[RECORD EXTRACTS]:
PR #643, opened 2024-01-12
Back to the custom names 1.20

uecasm:
Closes [discord request](https://discord.com/channels/472875599422291968/1156041864433107014)

- If the anchor block has a `name=Something` tag (directly on itself), this name will be used in place of the blueprint's filename.
    - This is primarily intended to give nicer names to decorations that would otherwise just appear as their (possibly numbered) filename, but it can also be used to override the "alternates" name shown for MineColonies buildings.
    - The tag must be used consistently at all levels of the blueprint, otherwise they will "split".
    - There is currently no way to translate this name, but that's not different from existing behaviour.  A translation PR will follow.
- When you click on a blueprint button that has alternatives and/or levels, previously the list of folders/blueprints at the bottom was completely cleared.  Now, a back button remains, allowing you to return to the list of blueprints that was visible previously, to allow quickly inspecting in and out of related buildings.
- The `isInvisible` check has been extracted to a utility method since MineColonies wants to be able to call it too.

Review please (could port)

This is a port of #614 but it has a different implementation that doesn't override the building name.

### DIFF
--- a/src/main/java/com/ldtteam/structurize/blueprints/v1/BlueprintTagUtils.java
+++ b/src/main/java/com/ldtteam/structurize/blueprints/v1/BlueprintTagUtils.java
@@ -2,15 +2,19 @@ package com.ldtteam.structurize.blueprints.v1;
 
 import com.ldtteam.structurize.blockentities.interfaces.IBlueprintDataProviderBE;
 
+import com.ldtteam.structurize.blocks.interfaces.IInvisibleBlueprintAnchorBlock;
+import com.ldtteam.structurize.util.BlockInfo;
 import net.minecraft.core.BlockPos;
 import net.minecraft.nbt.CompoundTag;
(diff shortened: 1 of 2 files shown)


Raycoms (approved):

uecasm:
Not really sure what the difference is between `1.20.1` and `main` or why the base branch was changed.  But what else is needed to merge this?

Thodor12:
`version/main` is now where the porting to 1.20.4 is happening

uecasm:
> `version/main` is now where the porting to 1.20.4 is happening

Not according to the commit history, it isn't.

Nightenom:
It stems from miscommunication between Ray and me, when I thought we agreed on making main stale during porting to mitigate conflicts in porting branch (and also mark where did the porting split happen to later merge all unported commits) - this was applied successfully on blockui, not so successfully here..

[PROBLEM DESCRIPTION]: From the start of the data to the line that holds "- There is currently", retype each line exactly, with both ends included.

[SOLUTION BELOW]:
PR #643, opened 2024-01-12
Back to the custom names 1.20

uecasm:
Closes [discord request](https://discord.com/channels/472875599422291968/1156041864433107014)

- If the anchor block has a `name=Something` tag (directly on itself), this name will be used in place of the blueprint's filename.
    - This is primarily intended to give nicer names to decorations that would otherwise just appear as their (possibly numbered) filename, but it can also be used to override the "alternates" name shown for MineColonies buildings.
    - The tag must be used consistently at all levels of the blueprint, otherwise they will "split".
    - There is currently no way to translate this name, but that's not different from existing behaviour.  A translation PR will follow.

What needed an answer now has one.